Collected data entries
*** Begin section ***

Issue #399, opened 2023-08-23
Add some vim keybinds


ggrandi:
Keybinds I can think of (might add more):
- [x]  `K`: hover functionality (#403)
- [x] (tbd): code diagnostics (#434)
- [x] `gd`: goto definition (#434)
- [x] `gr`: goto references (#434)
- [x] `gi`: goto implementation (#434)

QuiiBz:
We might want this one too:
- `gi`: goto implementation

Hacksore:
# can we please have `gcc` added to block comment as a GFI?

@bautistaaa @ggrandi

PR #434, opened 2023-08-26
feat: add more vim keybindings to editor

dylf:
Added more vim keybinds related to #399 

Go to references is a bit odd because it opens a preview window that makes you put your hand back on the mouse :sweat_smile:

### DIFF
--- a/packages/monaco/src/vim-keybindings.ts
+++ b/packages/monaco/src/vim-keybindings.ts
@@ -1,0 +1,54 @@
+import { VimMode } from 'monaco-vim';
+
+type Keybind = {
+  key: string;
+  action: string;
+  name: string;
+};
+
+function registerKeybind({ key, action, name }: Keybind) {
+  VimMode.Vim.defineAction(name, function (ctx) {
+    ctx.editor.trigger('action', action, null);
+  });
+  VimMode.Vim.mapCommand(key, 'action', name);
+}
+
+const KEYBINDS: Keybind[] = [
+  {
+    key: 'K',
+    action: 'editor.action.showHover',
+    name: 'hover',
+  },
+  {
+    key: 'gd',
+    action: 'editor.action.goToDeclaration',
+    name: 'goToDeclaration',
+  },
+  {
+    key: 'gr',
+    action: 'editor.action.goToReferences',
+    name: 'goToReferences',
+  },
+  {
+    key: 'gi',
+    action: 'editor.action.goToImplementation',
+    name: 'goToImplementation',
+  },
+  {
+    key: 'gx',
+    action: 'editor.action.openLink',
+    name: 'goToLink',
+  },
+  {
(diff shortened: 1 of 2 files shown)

*** End section ***

## Task details
The lines from the beginning of the records through the line containing "Added more vim keybinds related to #399" should be reproduced exactly. Include nothing else.

## Exercise solution
Issue #399, opened 2023-08-23
Add some vim keybinds


ggrandi:
Keybinds I can think of (might add more):
- [x]  `K`: hover functionality (#403)
- [x] (tbd): code diagnostics (#434)
- [x] `gd`: goto definition (#434)
- [x] `gr`: goto references (#434)
- [x] `gi`: goto implementation (#434)

QuiiBz:
We might want this one too:
- `gi`: goto implementation

Hacksore:
# can we please have `gcc` added to block comment as a GFI?

@bautistaaa @ggrandi

PR #434, opened 2023-08-26
feat: add more vim keybindings to editor

dylf:
Added more vim keybinds related to #399 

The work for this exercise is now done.